Few drivers in the history of motor sports can prove that they won the Triple Crown. Well, only one of them can, actually. Graham Hill, Formula One world champion in 1962 and 1968; winner of the 1966 Indianapolis 500; winner of the 1972 24 hours of Le Mans. An incredible achievement that underlines the fact that Hill was one of the most complete drivers of his time. He was fast, but not the fastest. Talented, but not the most talented. Sometimes the best, but not always and everywhere. Explosive, but predictable. Professional, but with enough self-mockery to pull his pants down at dinner parties, running round the tables.
Hill drove his cars throughout the most dangerous years of the sport. Calmly and reserved, while he tried to fight off virtuoso's like Clark, Rindt and Stewart. Hill would never be upset by his competitors. He did a grid-walk before every Grand Prix, inspecting the cars of his fellow drivers. Every now and then he would pull a dramatic face when looking at a certain part of the engine or suspension and theatrically walk off to his own car, leaving his competitor in sheer anxiety re-checking every part of the car that Hill just scrutineered.
Hill's nickname was Mister Monaco. Five times did he manage to win the race.
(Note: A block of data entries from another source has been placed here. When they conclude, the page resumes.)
PR #1727, opened 2023-06-26
Remove styling on #pageContent

meodai:
`#pageContent` is currently styled alongside `.l-wrap`. this sometimes has unexpected behaviours since `#pageContent` sometimes wraps `.l-wrap`.

The goal of this PR is to not apply any styles to `#pageContent` and add `.l-wrap` wherever needed.

### DIFF
--- a/.ic-commit
+++ b/.ic-commit
@@ -1,3 +1,3 @@
 # the commit used to pull the state machine executable
 # see rust canister tests for more info
-387f39130bc2f2e5b081ad65b16b61eefb1e908b
+5317b1a6089cca20a51c078e738b4eb3f6eec68f
--- a/src/frontend/src/flows/compatibilityNotice.ts
+++ b/src/frontend/src/flows/compatibilityNotice.ts
@@ -1,23 +1,28 @@
 import { compatibilityChart } from "$src/components/compatibilityChart";
+import { mainWindow } from "$src/components/mainWindow";
 import { warnBox } from "$src/components/warnBox";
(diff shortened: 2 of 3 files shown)


src/frontend/src/components/mainWindow.ts
```diff
@@ -30,6 +30,16 @@ export const mainWindow = ({
   additionalContainerClasses?: string[];
   HTMLwrapperTag?: string;
 }): TemplateResult => {
+  const pageContent = document.querySelector("#pageContent");
+  const wrap =
+    pageContent !== null ? pageContent : document.querySelector("body");
```
nmattia, line 35: I think we use `nonNullish` now instead of explicitly checking for null/undefined

src/frontend/src/components/mainWindow.ts
```diff
@@ -30,6 +30,16 @@ export const mainWindow = ({
...
+
+  // make sure the wrapper always has the l-wrap class, since it is used to
+  // position the content and makes sure it has appropriate spacings
+  if (wrap !== null && wrap.classList.contains("l-wrap") === false) {
```
nmattia, line 39: this is a bit hacky, why not wrap the window in another element that contains `l-wrap`?

meodai: I did that because, we are doing this to be able to accommodate the sidebar later (with l-wrap--sidebar). But I guess I will be solving this problem in the PR of the sidebar then

PR #1732, opened 2023-06-27
Add main window with sidebar component and css

meodai:
Screenshot 2023-06-27 at 20 45 34

### DIFF
--- a/src/frontend/src/components/mainWindowWithSidebar.ts
+++ b/src/frontend/src/components/mainWindowWithSidebar.ts
@@ -50,6 +50,8 @@ export const mainWindowWithSidebar = ({
   if (additionalContainerClasses.length > 0) {
     containerClasses.push(...additionalContainerClasses);
   }
+  // we do not use the logo from the icons file because it duplicates the the ID's
+  // (also hides those corresponding IDs in the other instances of the logos when the sidebar is not visible)
   return html`
     <div class="l-wrap l-wrap--sidebar">
       <div class="l-sidebar is-hidden--mobile">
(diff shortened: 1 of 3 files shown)


src/frontend/src/components/mainWindowWithSidebar.ts
nmattia, line 1: Can I put this in the `authenticateBox.ts` module or nearby? There's not need to make this a general "component" if we don't use this anywhere else. Plus the comments & name are misleading, this isn't really a "main window" "[used] to wrap the content of each page" since we only use it in one page

src/frontend/src/components/mainWindowWithSidebar.ts
```diff
@@ -0,0 +1,127 @@
...
+    <div class="l-wrap l-wrap--sidebar">
+      <div class="l-sidebar is-hidden--mobile">
+        <div class="l-sidebar__main">
+          <div class="c-logo c-logo--sidebar">
+          <svg
+            xmlns="http://www.w3.org/2000/svg"
+            fill="none"
+            viewBox="0 0 233 111"
+          >
+            <defs>
```
nmattia, line 63: IIRC you're inlining the logo because the IDs cannot be duplicated, can you leave a comment about this?

src/frontend/src/components/mainWindowWithSidebar.ts
meodai: yes of course. Let me know if I should look into that

src/frontend/src/components/mainWindowWithSidebar.ts
meodai: exactly. Im adding a comment

sea-snake:
A sidebar has been implemented in another PR

PR #1744, opened 2023-07-12
Add a narrow variant for the stepper

meodai:
Screenshot 2023-07-12 at 15 21 31

Adds a space to the right and the left of the stepper, that can be used when there are only a few steps.

### DIFF
--- a/src/frontend/src/styles/main.css
+++ b/src/frontend/src/styles/main.css
@@ -2295,6 +2295,11 @@ a.c-action-list__item {
   text-align: center;
 }
 
+.c-progress-stepper--narrow {
+  padding-left: 10%;
+  padding-right: 10%;
+}
+
 .c-progress-stepper__step {
   counter-increment: progress-step;
   display: flex;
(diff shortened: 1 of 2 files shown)


src/frontend/src/styles/main.css
```diff
@@ -2295,6 +2295,11 @@ a.c-action-list__item {
   text-align: center;
 }
 
+.c-progress-stepper--narrow {
+  padding-left: 10%;
```
peterpeterparker, line 2299: Just to be sure, you on purpose used percent right?

all other paddings of the dapp seems to be expressed in relative size `em`.

peterpeterparker (approved):
LGTM, just added one question in case interesting.

src/frontend/src/styles/main.css
meodai: @peterpeterparker yes, especially on mobile I want the space to not be a fixed size, in order to alway look appropriate! Thanks for cheking!

PR #1756, opened 2023-07-26
Upgrade IC related dependencies

frederikrothenberger:
In the candid update in  particular finally allows more flexibility on extending candid variants and brings a performance improvement.

### DIFF
--- a/src/archive/Cargo.toml
+++ b/src/archive/Cargo.toml
@@ -10,7 +10,7 @@ edition = "2021"
 # local dependencies
 internet_identity_interface = { path = "../internet_identity_interface" }
 # ic dependencies
-candid = { version = "0.9", features = ["parser"] }
+candid = "0.9"
 ic-cdk = "0.10"
 ic-cdk-timers = "0.4"
 ic-cdk-macros = "0.7"
@@ -21,6 +21,7 @@ serde = "1"
 serde_bytes = "0.11"
 
 [dev-dependencies]
+candid = { version = "0.9", features = ["parser"] }
 canister_tests = { path = "../canister_tests" }
 hex = "0.4"
 ic-test-state-machine-client = "3"
--- a/src/archive/Cargo.toml
+++ b/src/archive/Cargo.toml
@@ -10,10 +10,10 @@ edition = "2021"
 # local dependencies
 internet_identity_interface = { path = "../internet_identity_interface" }
 # ic dependencies
-candid = "0.8"
-ic-cdk = "0.8"
-ic-cdk-timers = "0.2"
-ic-cdk-macros = "0.6"
+candid = { version = "0.9", features = ["parser"] }
+ic-cdk = "0.10"
+ic-cdk-timers = "0.4"
+ic-cdk-macros = "0.7"
 ic-metrics-encoder = "1"
 ic-stable-structures = "0.5"
 # other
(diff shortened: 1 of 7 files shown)


src/archive/Cargo.toml
```diff
@@ -10,10 +10,10 @@ edition = "2021"
 # local dependencies
 internet_identity_interface = { path = "../internet_identity_interface" }
 # ic dependencies
-candid = "0.8"
-ic-cdk = "0.8"
-ic-cdk-timers = "0.2"
-ic-cdk-macros = "0.6"
+candid = { version = "0.9", features = ["parser"] }
```
dskloetd, line 13: What does `features = ["parser"]` do and why was it added?

src/canister_tests/src/api/internet_identity.rs
```diff
@@ -16,7 +16,7 @@ pub fn health_check(env: &StateMachine, canister_id: CanisterId) {
     let user_number: types::AnchorNumber = 0;
     // XXX: we use "IDLValue" because we're just checking that the canister is sending
     // valid data, but we don't care about the actual data.
-    let _: (candid::parser::value::IDLValue,) =
+    let _: (candid::types::value::IDLValue,) =
```
dskloetd, line 19: Was the package moved or are you using something else now?

src/internet_identity_interface/src/http_gateway.rs
```diff
@@ -1,17 +1,22 @@
...
-use candid::{CandidType, Deserialize, Func};
+use candid::{define_function, CandidType, Deserialize};
 use serde_bytes::ByteBuf;
 
 pub type HeaderField = (String, String);
 
 #[derive(Clone, Debug, CandidType, Deserialize)]
 pub struct Token {}
 
+define_function!(pub StreamingCallbackFunction : (Token) -> (StreamingCallbackHttpResponse) query);
```
dskloetd, line 12: Can you explain this change?

src/archive/Cargo.toml
frederikrothenberger: The languages team decided to split the candid library (see [here](https://github.com/dfinity/candid/blob/master/Changelog.md#breaking-changes)), or rather hide not as often used functionality behind this feature flag. In particular we require the `parser` feature to test whether the code actually implements the did file.

But we don't need the parser feature for the canister. I have now only enabled in in `dev-dependencies`. Thanks.

src/canister_tests/src/api/internet_identity.rs
frederikrothenberger: It was moved, see [here](https://github.com/dfinity/candid/blob/master/Changelog.md#breaking-changes).

src/internet_identity_interface/src/http_gateway.rs
frederikrothenberger: Previously, the typings for the streaming callback function were inaccurate (because we just had the raw `Func` type because it was super cumbersome to actually define it properly). But it didn't matter, since we don't use the full set of all HTTP gateway interactions.

Now, the languages team made this (common) shortcut error out at runtime and instead provides better functionality (namely the `define_function!` macro) to conveniently type a function including the arguments, return values and the mode (i.e. query).

So essentially cleans up an old piece of tech debt.

PR #1758, opened 2023-07-28
Continue with another device copy changes

frederikrothenberger:
Copy changes for the happy path when pressing the
"continue with another device" button on the landing page.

It was his pièce de résistance, the podium upon which he could show the world he lived in perfect harmony with the speed of his car and the parts that kept it going (which, with a Lotus, was never a guarantee). The inner mechanic in him always made sure his material was in top condition, often at times clashing with his mechanics. Hill drove 179 Grands Prix, over a period of 18 (!) seasons. He overcame the bloodiest period in the sport, he was meant to be a hundred. Sadly, on this day in 1975 he was killed when trying to land his plane through thick fog. He was 46 years old.